### Task directions
Write how many lines in the records below include the string "being". No other text should be given.

### Data for this exercise
************
PR #6249, opened 2020-10-27
c7n-mailer - add support for additional, arbitrary email headers

jantman:
This PR adds support in the c7n-mailer config for specifying a dictionary of ``additional_email_headers`` to be added to outgoing MIME email messages. Our specific need is to set ``Reply-To`` and ``Return-Path``, but it seemed to me like it's best to leave this generic in case there are other things that people need for their specific purposes (such as X- headers for specific use cases).

We have this running currently in one of our test accounts, and it's working as expected when setting Reply-To and Return-Path.

### DIFF
--- a/tools/c7n_mailer/c7n_mailer/cli.py
+++ b/tools/c7n_mailer/c7n_mailer/cli.py
@@ -41,9 +41,7 @@ CONFIG_SCHEMA = {
         'queue_url': {'type': 'string'},
         'endpoint_url': {'type': 'string'},
         'from_address': {'type': 'string'},
-        'additional_email_headers': {
-            'type': 'array', 'items': {'type': 'string'}
-        },
+        'additional_email_headers': {'type': 'object'},
         'contact_tags': {'type': 'array', 'items': {'type': 'string'}},
         'org_domain': {'type': 'string'},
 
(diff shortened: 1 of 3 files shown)


tools/c7n_mailer/c7n_mailer/cli.py
```diff
@@ -39,6 +39,7 @@
         'queue_url': {'type': 'string'},
         'endpoint_url': {'type': 'string'},
         'from_address': {'type': 'string'},
+        'additional_email_headers': {'type': 'object'},
```
kapilt, line 42: probably want a pattern props here to avoid this being a full wild card, ie expect values to be strings.

kapilt:
overall looks good to me, would be nice if we could get a unit test for the coverage ci status check

tools/c7n_mailer/c7n_mailer/cli.py
jantman: Ok, thanks. I hadn't even known about support for ``patternProperties``. Updated commit coming.

jantman:
Apologies for the delayed reply, I've been on vacation for the past two weeks.

I'm about to rebase on master and push a fix for the one specific issue. I'll add a unit test that covers the new code once I can find _where_ to do that... it looks like the mailer test suite doesn't necessarily match the code layout, and it seems that the function I've updated is being called from within one of the higher-level tests.

tools/c7n_mailer/c7n_mailer/cli.py
jantman: This has been fixed in the latest commit.

jantman:
@kapilt Apologies for the delay. Schema updated, and coverage added.

kapilt (approved):
lgtm, thanks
************
### Response below
2